SOLO-PV Solution-based Low-cost PhotoVoltaics

In the SOLO-PV project we developed low-cost fabrication processes and materials for thin film photovoltaics (TFPV) of the 3rd generation.  The project focused on the copper-zinc-tin-sulfur-selenium (CZTSSe) absorber - a compound semiconductor, which contains only earth abundant elements and can lead to high power conversion efficiencies, similar to other commercial TFPV technologies.  The CZTSSe absorber was deposited by solution-based methods, namely chemical spray pyrolysis (CSP), electrochemical deposition (ECD) and spin coating, followed by a thermal treatment to induce the desired kesterite crystal phase.  Along with the absorber, SOLO-PV used chemical bath deposition (CBD) to deposit cadmium-free buffer layers of ZnS and InSx, as well as ECD and CSP for the ZnO window layer and the doped ZnO transparent contact.  SOLO-PV has therefore evaluated a range of solution-based techniques and materials that bear the potential to drastically reduce the cost of TFPV and foster their deployment and their integration into the built environment.      

 

Ausgangssituation

The photovoltaics (PV) market is currently dominated (>80%) by the crystalline silicon (c-Si) technology.  The rest of the market is covered by TFPV, which however has a high potential to increase its share in the near future.  Indeed, TFPV can be produced with lower material consumption and by high throughput processes, thus enabling a marked price reduction per Watt-peak.  Besides, thin film modules can be also deposited on flexible substrates (e.g. plastic or steel foils), making their integration easier in the built-environment and in applications where light weight and flexibility are prioritized.  Today, the main commercial thin film technologies are based on the cadmium telluride (CdTe) and the copper-indium-gallium-sulfur(selenium) (CIGSSe) absorbers.  While these absorbers offer similar high efficiencies to c-Si, they contain toxic (like Cd) or rare elements (like In).  This drives the research for other efficient technologies based on abundant and non-toxic absorbers such as the CZTSSe.  This drive is not limited to the absorber itself but concerns all material components of the solar cell (transparent electrode, buffer and window layer) along with their fabrication processes.    

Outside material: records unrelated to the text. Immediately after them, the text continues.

PR #4010, opened 2026-07-31
fix(desktop): clarify inherited agent parallelism

wesbillman:
## Summary

- show an unambiguous `App default (10)` inherited state for parallelism in create and edit forms
- explain that blank inherits the app default and suppress create-form number steppers that could silently set `1`
- align the E2E mint fallback with production while preserving explicit input → definition → app-default precedence

## Why

The forms displayed `1` even though an untouched field is omitted and desktop minting materializes `10`. The create-form spinner could also turn blank/inherited into an explicit `1` with one click while leaving the field looking nearly unchanged.

## Testing

- `pnpm test` (desktop: 3,886 passed)
- `pnpm typecheck` (desktop)
- `pnpm check` (desktop)
- pre-push `desktop-check` and `desktop-test`


Chessing234:
app default (10) as the blank state is much clearer than a silent 1 from the stepper — the help text should stop a few of the "why is this 1?" reports.

wesbillman:
Updated UI for inherited agent parallelism. Leaving the create field blank now clearly shows that Buzz uses the app default of 10, while still allowing a custom value from 1–32.

Create agent advanced settings showing App default (10) for parallelism

_I’m commenting on Wes’s behalf._

PR #4015, opened 2026-07-31
feat(media): add sharded compatibility reads

bradseiler:
## Summary
Add deterministic hash-leading, community-scoped media key helpers and make every relay read/probe path prefer the sharded object while falling back to the legacy flat key only on absence. Public Blossom URLs and writes remain unchanged.

### Related issue
None found; requested in the linked Buzz channel thread.

### Testing
- `bin/cargo test -p buzz-media` (110 passed, 1 live-MinIO test ignored)
- `bin/cargo test -p buzz-relay --lib handlers::imeta` (11 passed)
- `bin/cargo clippy --workspace --all-targets -- -D warnings`
- `bin/cargo fmt --check`

### Stack
1. This PR: compatibility readers; safe to deploy with legacy writes.
2. Upload-record and storage-index compatibility.
3. Configurable legacy/dual/sharded writes.

### DIFF
--- a/Cargo.lock
+++ b/Cargo.lock
@@ -1043,6 +1043,7 @@ dependencies = [
  "image",
  "imagesize",
  "infer",
+ "metrics",
  "mp4",
  "nostr",
  "rust-s3",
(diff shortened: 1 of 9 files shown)


bradseiler:

PR #4016, opened 2026-07-31
feat(media): include payload keys in upload records

bradseiler:
## Summary
Add the exact payload object key to media upload records as an optional additive field. Existing consumers can continue deriving the legacy key from `sha256` and `ext`; tolerant consumers can prefer `blob_key` before sharded writes begin.

### Related issue
Stacked on #4015; requested in the linked Buzz channel thread.

### Testing
- `bin/cargo test -p buzz-media` (110 passed, 1 live-MinIO test ignored)
- `bin/cargo clippy -p buzz-media --all-targets -- -D warnings`
- `bin/cargo fmt --check`

### Stack
1. #4015: compatibility readers.
2. This PR: additive upload-record contract.
3. Configurable legacy/dual/sharded writes (follow-up after the moderation consumer accepts this field).

### DIFF
--- a/crates/buzz-media/src/upload_record.rs
+++ b/crates/buzz-media/src/upload_record.rs
@@ -60,8 +60,12 @@ pub struct UploadRecord {
     pub event_id: String,
     /// Content hash of the uploaded bytes (64 lowercase hex chars).
     pub sha256: String,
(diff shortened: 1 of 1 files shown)


bradseiler:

The International Energy Agency PV Technology Roadmap summarized the main industry manufacturing aspects and R&D areas for the current and possible up-coming PV thin film technologies until 2030. Any new successful TFPV concept should address as many as possible of these issues in order to be able to compete with the current main players of CIGS and CdTe. SOLO-PV was the first stage of a project chain, which aims to address the following manufacturing and R&D aspects, as identified by the IEA.

Manufacturing aspects: Simplified production processes; Management of toxic materials; Improved deposition techniques; Large, high-efficiency production units; Availability of manufacturing materials; Improved cell structures; Improved deposition techniques; Advanced materials and concepts

R&D aspects: Improved cell structures; Improved deposition techniques; Advanced materials and concepts

© AIT
© AIT
© AIT
Projektverlauf

The project was constructed in 5 workpackages (WP).  WP1 concerned the developement of the CZTSSe absorber, WP2 of the buffer, WP3 of the transparent contact.  WP4 tackled the integration of all materials into solar cells and their PV characterization and evaluation.  Finally, project management and dissemination tasks were intgrated in WP5.  

The experimental tasks in the project began with the development of the kesterite absorber using different solution-based techniques.  EMPA concentrated on CSP and spin-coating, while AIT on ECD.  A two-step approach for the absorber formation was followed in all cases: firstly a precursor (multi)layer was deposited on the molybdenum-coated substrate, which was then transformed into the kesterite phase by thermal sulfurization/selenization.   The deposition was optimized in the course of more than 2 years.  The optimized films had the appropriate composition, kesterite crystal structure and energy bandgap.  However, the presence of certain secondary phases could not be excluded and in certain cases films presented a pronounced porosity.  

In parallel to the absorber development, efforts were invested in replacing the CdS buffer layer with Cd-free alternatives based on ZnS  (fabricated by CSP at EMPA) and InSx (fabricated by CBD at AIT).  CSP-ZnS films processed at higher temperatures (350 °C) showed some texture, but the lower temperature processed films of ZnS, as well as the InSx were amorphous/nanocrystalline.  All buffers had the expected bandgap values.   

At the same time, EVG and AIT have intensified their cooperation for the development of a ZnO-based window layer and transparent conductive oxide by CSP.  The target was to develop chemical solutions for spraying that were explicitly water-based (no organic solvents like alcohols), in order to facilitate the processing at the required high substrate temperatures.  At the same time, we tried to keep the deposition temperature below 400 °C and use only low-cost and abundant chemical reagents.  The resulting ZnO films were, indeed, highly crystalline, compact and transparent.   Complementary to that, AIT processed doped ZnO films by ECD, using again water-based solutions and temperatures below 90 °C. 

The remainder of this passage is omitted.